I truly loved Jamie Dornan in this. He seemed so relaxed. He was definitely in his element and was in his most natural state, which was lovely to see. Sebastian Stan played the same wounded jerk character, but he plays it so well! Shailene Woodley also carried this film and I could feel her processing her feelings for both of these men, so that was really intriguing.

Love is difficult and it can definitely be messy if you’re not in control of it. I have definitely experienced being torn between two different ideas of people and it’s extremely hard to logically make a decision, when your heart is clouding that judgement. It’s a great screenplay and Doremus knows how to bring out the flaws of the human race, I loved this!

Seberg Review

Jean Seberg was a very intriguing person. She was determined, empathetic and strong-willed. She wanted to be remembered for a piece of activism, rather than having her name in lights, as an actress. Jean Seberg was a well-rounded human being and wanted to do more for the world because she witnessed the corruption.

Jean Seberg went to America and saw the segregation between the country. She saw the blatant racism and was quickly introduced to the Black Panthers. She was instantly intrigued by Hakim Jamal, who she encountered on her plane ride to LA. She wanted to know about his cause and even more about him.

Her life sounds interesting, right? Well, it’s more effective if you read about her life than to watch this film. Seberg, does not do Jean justice whatsoever. If it weren’t for Kristen Stewart’s brilliant portrayal of the iconic actress, then this film wouldn’t have been discussed at all.

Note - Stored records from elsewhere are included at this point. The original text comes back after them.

PR #3988, opened 2026-04-12
fix(start): set Poll=true so --poll-interval actually re-syncs apps

### LINKED ISSUE #3791: `inngest start` does not set `Poll: true`, making `--poll-interval` / `INNGEST_POLL_INTERVAL` ineffective
**Describe the bug**

`inngest start` accepts a `--poll-interval` flag (and `INNGEST_POLL_INTERVAL` env var) but never sets `StartOpts.Poll = true`. This means the poll loop in `pollSDKs()` skips all healthy apps due to this guard:

```go
// pkg/devserver/service.go
if !d.Opts.Poll && len(app.Error.String) == 0 {
    continue
}
```

`inngest dev` correctly sets `Poll: !noPoll` (defaults to true), but `inngest start` omits it entirely so `Poll` stays at the Go zero value `false`.

The result is that apps which synced successfully once are never re-synced, even with `--poll-interval 60` and `--sdk-url` configured. The only apps that get re-polled are ones in an error state.

**To Reproduce**

1. Run `inngest start --signing-key <key> --event-key <key> --sdk-url https://myapp.com/api/inngest --poll-interval 60 --postgres-uri <uri> --redis-uri <uri>`
2. App syncs successfully on first boot
3. Update the app's functions (e.g. rename or add a function) and redeploy
4. Wait well beyond the poll interval
5. The Inngest server still shows the old function list

**Expected behavior**

Setting `--poll-interval` should cause the server to periodically re-sync all apps, not just errored ones. The behavior should match `inngest dev` which sets `Poll: true` by default.

**System info**

- inngest version: v1.17.1 (also confirmed on `main` at HEAD)
- OS: Linux (Docker container on AWS ECS)

**Additional context**

The fix looks straightforward. In `cmd/start/start.go`, the `StartOpts` construction should include `Poll: true` (or add a `--no-poll` flag like `inngest dev` has). Ref:

- `cmd/devserver/devserver.go` sets `Poll: !noPoll`
- `cmd/start/start.go` never sets `Poll`

Yanhu007:
## Summary

Fixes #3791

`inngest start` accepts `--poll-interval` and `INNGEST_POLL_INTERVAL` but never sets `StartOpts.Poll = true`. The `pollSDKs()` loop guards on this flag:

```go
if !d.Opts.Poll && len(app.Error.String) == 0 {
    continue
}
```

Since `Poll` stays at the Go zero value (`false`), only errored apps get re-polled. Healthy apps are never re-synced, making `--poll-interval` and `--sdk-url` ineffective.

## Fix

One-line change: set `Poll: true` in `cmd/start/start.go`'s `StartOpts` construction, matching `cmd/devserver/devserver.go`'s behavior.

| Command | Before | After |
|---------|--------|-------|
| `inngest dev` | `Poll: !noPoll` (true by default) ✅ | unchanged |
| `inngest start` | `Poll:` not set (false) ❌ | `Poll: true` ✅ |

---

> [!NOTE]
> One-line fix that sets `Poll: true` in `inngest start`'s `StartOpts`, enabling the `--poll-interval` flag to actually re-sync healthy apps. Previously, `Poll` defaulted to `false`, causing `pollSDKs()` to skip all non-errored apps.
> 
> <sup>Written by [Mendral](https://mendral.com) for commit 888c8c4ac53e6e26686336ee8c2e516bf71849e1.</sup>

### DIFF
--- a/cmd/start/start.go
+++ b/cmd/start/start.go
@@ -129,6 +129,7 @@ func action(ctx context.Context, cmd *cli.Command) error {
 		EventKeys:               eventKeys,
 		NoUI:                    localconfig.GetBoolValue(cmd, "no-ui", false),
 		Persist:                 true,
+		Poll:                    true,
 		PollInterval:            localconfig.GetIntValue(cmd, "poll-interval", devserver.DefaultPollInterval),
 		PostgresConnMaxIdleTime: cmd.Int("postgres-conn-max-idle-time"),
 		PostgresConnMaxLifetime: cmd.Int("postgres-conn-max-lifetime"),


JJZFIVE:
+1

PR #4000, opened 2026-04-15
[e13n phase 2] emit inngest.experiment metadata from opcode opts

AndyInternet:
## Summary

When the SDK runs a `group.experiment()` variant callback, it spreads experiment context fields (`experimentName`, `variant`, `selectionStrategy`) onto the variant sub-step's `OutgoingOp.opts`. This change makes the executor read those fields from opts and emit an `inngest.experiment` step-scoped metadata span itself, rather than requiring the SDK to issue an explicit `addMetadata()` call.

## Why

The SDK-side approach (see [inngest-js#1458](https://github.com/inngest/inngest-js/pull/1458)) has two downsides:

1. **Requires an SDK upgrade** before end users can aggregate variant output metrics in a single ClickHouse row — anyone on an older SDK version silently loses experiment observability.
2. **Fragments the metadata contract across SDK languages.** Every SDK (JS, Python, Go) would need to implement the same `addMetadata()` call. By emitting from the server side we get consistent behaviour for free once any SDK sends the opts fields.

The SDK already spreads the experiment context onto `op.opts`, so the executor has everything it needs.

### New extractor — [pkg/tracing/metadata/extractors/experiment_opts.go](pkg/tracing/metadata/extractors/experiment_opts.go)

Parses flat `experimentName` / `variant` / `selectionStrategy` fields from a `GeneratorOpcode.Opts` value (accepting decoded `map[string]any`, `json.RawMessage`, or raw `[]byte`). Returns an `ExperimentMetadata` ready for `createMetadataSpan`, or `nil` when the step carries no experiment fields. Reuses the existing `ExperimentMetadata` struct (already used by the OTel span extractor), so no new types or kinds are introduced.

### Executor wiring — [pkg/execution/executor/executor.go](pkg/execution/executor/executor.go)

`handleGeneratorStep` now calls a small helper `emitExperimentMetadataFromOpts` in the same `allowStepMetadata` block that already extracts AI output metadata and timing metadata. Errors are logged and swallowed — experiment metadata emission must never break step execution.

### Checkpoint wiring — [pkg/execution/checkpoint/checkpoint.go](pkg/execution/checkpoint/checkpoint.go)

Recent SDK versions checkpoint by default ([inngest/inngest-js#1453](https://github.com/inngest/inngest-js/pull/1453) added `checkpointingMaxRuntime`), which bypasses `handleGeneratorStep`. `processMetadata` now also extracts experiment metadata from opts and feeds it through the same path as SDK-supplied metadata, so variant sub-steps get their metadata span on both code paths.

## Testing

- **Extractor unit tests** — 6 cases covering full fields, name-only (older SDK), nil/empty opts, raw JSON bytes, and empty-name handling.
- **Executor method test** — verifies the end-to-end emission path via a spy executor, including the older-SDK-missing-strategy case.
- **Checkpoint tests** — asserts that a step with experiment opts produces an extra metadata span, and that non-variant steps do not.
- **End-to-end** — built the modified binary, spun up a dev server, registered a function using `group.experiment()` via the slim companion SDK ([inngest/inngest-js#1463](https://github.com/inngest/inngest-js/pull/1463)), triggered it, and confirmed via the GraphQL trace query that the variant sub-step carries `inngest.experiment` metadata with `experiment_name`, `variant`, and `selection_strategy`. Full trace dump below.

```
  my-exp      [inngest.experiment, inngest.http.timing, inngest.timing]   // selector (SDK-side addMetadata)
  alpha-step  [inngest.experiment]                                        // variant sub-step (new executor emission)
```

## Companion change

The SDK slim follow-up to [inngest-js#1458](https://github.com/inngest/inngest-js/pull/1458) lives in [inngest/inngest-js#1463](https://github.com/inngest/inngest-js/pull/1463) — it adds `selectionStrategy` to the ALS context and removes a replay-path guard so opts reach the executor even on memoized selector steps. Neither PR requires the other to merge first: old SDKs get partial coverage (`experimentName` + `variant` only) once this executor change ships; the slim SDK PR adds the `selectionStrategy` field and closes the replay-discovery gap.

## Checklist

- [x] Added unit tests for the extractor
- [x] Added executor method test covering variant and non-variant paths
- [x] Added checkpoint tests covering variant and non-variant paths
- [x] Ran the combined stack end-to-end against the companion SDK PR

## Related

- EXE-1617
- Companion SDK PR: inngest/inngest-js#1463
- Original SDK-side attempt: inngest/inngest-js#1458

---

> [!NOTE]
> Adds server-side emission of `inngest.experiment` metadata spans from opcode opts in both the executor (`handleGeneratorStep`) and checkpoint (`processMetadata`) paths. A new `ExtractExperimentOptsMetadata` extractor normalizes opts from `map[string]any`, `[]byte`, or `json.RawMessage` into an `ExperimentMetadata` struct, reusing the existing type. The change is guarded by the existing `AllowStepMetadata` feature flag and errors are swallowed to avoid interrupting step execution.
> 
> <sup>Written by [Mendral](https://mendral.com) for commit 049b07fa545178600712186654871f6614d11bdc.</sup>

### DIFF
--- a/pkg/execution/checkpoint/checkpoint.go
+++ b/pkg/execution/checkpoint/checkpoint.go
@@ -25,6 +25,8 @@ import (
 	"github.com/inngest/inngest/pkg/logger"
 	"github.com/inngest/inngest/pkg/tracing"
 	"github.com/inngest/inngest/pkg/tracing/meta"
+	"github.com/inngest/inngest/pkg/tracing/metadata"
+	"github.com/inngest/inngest/pkg/tracing/metadata/extractors"
 )
 
 type Checkpointer interface {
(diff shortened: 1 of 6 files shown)


AndyInternet:
Replaced by #4002 after a branch rename to match ticket EXE-1617.

PR #4001, opened 2026-04-15
use a per event idempotency key instead of a large zset per workflow id

KiKoS0:
## Description
it would still be on the same shard but the idea is to avoid ZADD and
ZREMRANGEBYSCORE which are respectively O(log(N)) and O(log(N+M))
N being the number of elements in the sorted set.

- [ ] Docs

## Checklist

---

> [!NOTE]
> Replaces the per-workflow-ID sorted set (`ZADD`/`ZREMRANGEBYSCORE`, O(log N)) with per-event `SET NX EX` keys (O(1)) for batch idempotency deduplication. Includes a legacy ZSCORE fallback to handle events written to the old sorted set before rollout, with a TODO to remove it after the old keys expire.
> 
> <sup>Written by [Mendral](https://mendral.com) for commit a64e1eb47d1441d24d34f69acc1326d54839ecb4.</sup>

### DIFF
--- a/pkg/execution/batch/lua/bulk_append.lua
+++ b/pkg/execution/batch/lua/bulk_append.lua
@@ -38,15 +38,15 @@ end
 
 -- start execution
 local batchID = get_or_create_batch_key(batchPointerKey)
-local isNewBatch = (batchID == newULID)
 
 -- NOTE: these need to be identical to the ones in the queue key generator
 --   * Batch
 --   * BatchMetadata
 local keyfmt = "%s:batches:%s"
-local idempotenceKeyFmt = "%s:batch_idempotence"
+local idemKeyFmt = "%s:batch_idem:%s"
+local legacyIdempotenceKeyFmt = "%s:batch_idempotence"
+local legacyIdempotenceKey = string.format(legacyIdempotenceKeyFmt, prefix)
 local batchKey = string.format(keyfmt, prefix, batchID)
-local batchIdempotenceKey = string.format(idempotenceKeyFmt, prefix)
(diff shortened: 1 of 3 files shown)


mar-inngest (approved):

pkg/execution/batch/lua/bulk_append.lua
```diff
@@ -64,18 +64,19 @@ for i = 1, eventCount do
...
 
-  -- check if event has already been appended
-  local newEvent = redis.call("ZADD", batchIdempotenceKey, "NX", nowUnixSeconds, eventID)
-  if newEvent == 0 then
-    duplicateCount = duplicateCount + 1
-  else
+  local idemKey = string.format(idemKeyFmt, prefix, eventID)
+  local newEvent = redis.call("SET", idemKey, "1", "NX", "EX", idempotenceSetTTL)
+  -- TODO: Remove this legacy check. All old sorted sets should expire within 30 min after deploy.
+  if newEvent and redis.call("ZSCORE", legacyIdempotenceKey, eventID) then
```
mar-inngest, line 71: might want to do a lua false check here as well

https://redis.io/docs/latest/commands/set/

```sh
[RESP2 null bulk reply] and [RESP2 null multi-bulk reply-> Lua false boolean type
```

mar-inngest: Basically, some of these redis operations (I always forget), bulk string nil reply from redis becomes a false in lua.

https://redis.io/docs/latest/commands/zscore/

lkasinathan (approved):

PR #4010, opened 2026-04-16
Add `DeferAdd` and `DeferCancel` Opcodes

Linell:
## Description

Add the `DeferAdd` and `DeferCancel` opcodes discussed in [EXE-1622](https://linear.app/inngest/issue/EXE-1622/add-deferred-run-opcode) and in the linked spec. These allow us to register deferred child runs during execution, optionally cancelled by hashed ID, and converted into `inngest/deferred.schedule` events at finalize.

Fun Parts:
 - **Lazy ops** are a new shape: opcodes that piggyback on a host op in the same SDK response (e.g. `[StepRun, DeferAdd]`) instead of standing alone. The host op drives forward progress; the lazy op only records state. `OpcodeIsLazy` keeps batches like that from looking like parallel steps — `nonLazyOpCount` is the new
  gate for the parallelism / `ForceStepPlan` checks. A bare batch of only lazy ops shouldn't happen, but if it does, `runCtx.OnlyHasLazyOps()` flips and the executor enqueues a discovery step as a safety fallback.
- **Priority ops** generalize the existing `WaitForEvent` pattern via `OpcodeIsPriority`, so `[DeferAdd, RunComplete]` persists the defer before finalize fires.
  Reordering happens in both the executor and the checkpoint paths.
- **Aborted defers are sticky for the run's lifetime.** `saveDefer.lua` checks the existing `meta:<hashedID>` field inside the same invocation; if it's already `Aborted`, the script no-ops. This closes a `SaveDefer → SetDeferStatus(Aborted) → SaveDefer retry` race.
- **The 20-defer cap (`MaxDefersPerRun`) only applies to new hashedIDs.** Re-saves of an existing defer always succeed, so legitimate SDK retransmits don't trip the limit.
- **Meta and Input are split into separate hash fields** (`meta:<hashedID>` + `input:<hashedID>`) so `SetDeferStatus` never round-trips Input through cjson. Input is HSET as raw bytes and never decoded by Lua.
- **Defer emission at finalize is best-effort.** `LoadDefers` runs before `Delete` (state doesn't survive deletion), and load/build/publish errors log and continue rather than failing the run.
- **Executor and checkpoint each have their own DeferAdd/DeferCancel handlers**, but they call the same v2 state methods with the same statuses, so the resulting Redis state is identical regardless of path.
- **SDK request gets a `defers` map** with `{ "abortable": bool }` per entry — `abortable` is true only when status is `AfterRun`. The SDK uses it to skip re-emitting `DeferAdd` for already-registered defers and to know when `DeferCancel` is still possible.
- **Event IDs are deterministic per `(runID, hashedID)`** via a new `util.DeterministicULID`, with the parent run's start time as the ULID time prefix. Duplicate publishes dedupe via the runner's existing event-ID idempotency key.

---

> [!NOTE]
> Adds `OpcodeDeferAdd` and `OpcodeDeferAbort` end-to-end: new lazy/priority opcode classification, executor and checkpoint path handling, atomic Lua scripts for Redis state, priority ordering to drain defers before `RunComplete`, run finalization converting `DeferStatusAfterRun` defers into `inngest/deferred.schedule` events, and SDK request enrichment with a `defers` map carrying cancellability metadata.
> 
> <sup>Written by [Mendral](https://mendral.com) for commit 3fe8cccfc3bd2bdc47e187ee9e9d8b52a6823f77.</sup>


pkg/execution/executor/finalize.go
```diff
@@ -133,13 +154,73 @@ func (e *executor) Finalize(ctx context.Context, opts execution.FinalizeOpts) er
...
+					"deferred_run": map[string]any{
+						"companion_id": d.CompanionID,
+					},
+					"parent_run": map[string]any{
+						"fn_slug": fnSlug,
+						"run_id":  opts.Metadata.ID.RunID.String(),
+					},
+				},
+				"input": json.RawMessage(d.Input),
+			},
```
amh4r: Can we turn this into a struct with a `Validate()` method?

pkg/execution/executor/finalize.go
```diff
@@ -133,13 +154,73 @@ func (e *executor) Finalize(ctx context.Context, opts execution.FinalizeOpts) er
...
+		copy(eventID[:], idHash[:16])
+
+		events = append(events, event.Event{
+			ID:        eventID.String(),
+			Name:      "inngest/deferred.start",
+			Timestamp: now.UnixMilli(),
+			Data: map[string]any{
+				"_inngest": map[string]any{
+					"deferred_run": map[string]any{
+						"companion_id": d.CompanionID,
```
amh4r: Let's change this to `fn_slug`. It'll be the "fully-qualified function ID" (a.k.a. the function slug) for the `onDefer` Inngest function

pkg/execution/executor/finalize.go
amh4r: Actually, maybe we should take the same approach as `inngest/function.invoked`: make `event.data` the user's data and then add our special `_inngest` field:
```json
{
  "id": "01KPDXABTEYRJRQCFKSK94Q0K1",
  "name": "inngest/function.invoked",
  "data": {
    "_inngest": {
      "expire": 0,
      "fn_id": "onDefer-rowebrpr8r-fn-defer-process",
      "gid": "",
      "name": "",
      "source_app_id": "",
      "source_fn_id": "",
      "source_fn_v": 0
    },
    "my": {
      "special": "data"
    }
  },
  "ts": 1776435933006
}
```

pkg/execution/executor/executor.go
```diff
@@ -3452,6 +3458,61 @@ func (e *executor) handleGeneratorDiscoveryRequest(ctx context.Context, runCtx e
...
+	}
+
+	// continue execution, re-enqueue the discovery step
+	groupID := uuid.New().String()
+	return e.maybeEnqueueDiscoveryStep(state.WithGroupID(ctx, groupID), runCtx, gen, edge, groupID, hasPendingSteps)
+}
+
+func (e *executor) handleGeneratorDeferCancel(ctx context.Context, runCtx execution.RunContext, gen state.GeneratorOpcode, edge queue.PayloadEdge) error {
+	// Memoize with null data so the SDK doesn't re-emit this opcode on resume.
+	hasPendingSteps, err := e.smv2.SaveStep(ctx, runCtx.Metadata().ID, gen.ID, []byte("null"))
```
tonyhb: Looks like we're piggy backing off of the step state's idempotency here.

Instead of doing 2 round trips for this, can we just make SetDeferStatus idempotent?

pkg/execution/checkpoint/checkpoint.go
```diff
@@ -507,6 +548,67 @@ func (c checkpointer) finalize(ctx context.Context, md state.Metadata, result ap
...
+		}
+	}
+
+	opts, err := op.DeferAddOpts()
+	if err != nil {
+		l.Error("error parsing DeferAdd opts in checkpoint", "error", err)
+		return fmt.Errorf("error parsing DeferAdd opts: %w", err)
+	}
+
+	if err := c.State.SaveDefer(ctx, id, state.Defer{
```
tonyhb: Do we need to run `c.State.SaveStep` before running SaveDever?  We now have two state store ops running in sequence, both handling idempotency, when `c.State.SaveDefer` could potentially do the same thing in one req?

tonyhb: i realize I made this comment in the executor code last week!

pkg/execution/executor/executor.go
amh4r: This might be a mistake. @Linell, what's the reason for saving a step in `handleGeneratorDeferCancel`?

Linell: This looks like something vestigial from before `defers` was added to the SDK request and should be changed.

pkg/execution/checkpoint/checkpoint.go
amh4r: We removed the `SaveStep()`!

amh4r (approved):

PR #4016, opened 2026-04-17
Fix GetSpanOutput missing run ID filter

amh4r:
## Description

Fix `GetSpanOutput` missing run ID filter. Before this PR, changing step output between runs would still show only step output in the new runs. For example, if step `a` in run 1 returned `"foo"` and then returned `"bar"` in run 2, then run 2 showed `"foo"` in the UI

- [ ] Docs

---

> [!NOTE]
> Fixes a bug where `GetSpanOutput` was missing a `run_id` filter, causing step output from a previous run to bleed into subsequent runs when the OTEL span ID was deterministically identical across runs. The fix threads `RunID` through `SpanIdentifier`, encodes it into the output ID, and adds it as a SQL filter in both SQLite and Postgres queries.
> 
> <sup>Written by [Mendral](https://mendral.com) for commit b2ea02d062c1914d477a065b0d37a9fabe0e2f1a.</sup>

### DIFF
--- a/pkg/cqrs/base_cqrs/cqrs.go
+++ b/pkg/cqrs/base_cqrs/cqrs.go
@@ -428,7 +428,7 @@ fragmentLoop:
 
 	// If this span has finished, set a preliminary output ID.
 	if (outputSpanID != nil && *outputSpanID != "") || (inputSpanID != nil && *inputSpanID != "") {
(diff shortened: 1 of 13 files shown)


rhino1998 (approved):
Looks good (other than maybe needing to rerun `make gen`)

PR #4035, opened 2026-04-21
EXE-1484: Gracefully handle long userland attributes

scottnuma:
## Description

- Previously, we did not gracefully handle very long keys or values for userland span attributes

Before:
before

- We now gracefully truncate keys and values
- For keys (which tend to be short), users can copy the entire value out
- For values, users can copy the value out or adjust the width of the entire panel to see more.

After:
after

- We utilize grid to be explicit about our intent to present a grid
- We add min-w-0 to correctly resolve how the spacing and truncation resolves
- I considered adding hovering to reveal a hint with the entire value, but I think this is too low discoverability and can still present a poor viewing experience for very long strings

## Motivation

- Gracefully handle long keys and values for userland span attributes

- [ ] Docs

## Checklist

---

> [!NOTE]
> Fixes overflow of long userland span attribute keys and values by switching from fixed-width flex to CSS grid with `min-w-0 truncate`. The new commits also add `title={key}` tooltips on key cells in both V3 and V4 so users can hover to see full key text.
> 
> <sup>Written by [Mendral](https://mendral.com) for commit ef45df5560f2f7b245bcf49f5a097ac0183d23b8.</sup>

### DIFF
--- a/ui/packages/components/src/RunDetailsV3/UserlandAttrs.tsx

The film was NOT about the Black Panther Party, the politics got lost in the story because it was centred around Jean, BUT there still wasn’t enough content for Kristen to play with. Benedict Andrews really didn’t have a clear direction for this film and that was evident in the way he delivered certain scenes. The cinematography was very well done and the Andrews definitely knows how to frame his subjects, but the film fell flat.

I feel as if he focused too much on the surveillance aspect of the Jean Seberg case, rather than have it be a character study on this icon. This also proves that Kristen Stewart can tackle anything because this was her BEST performance, all she needs is a great script and she will eventually get the recognition she deserves.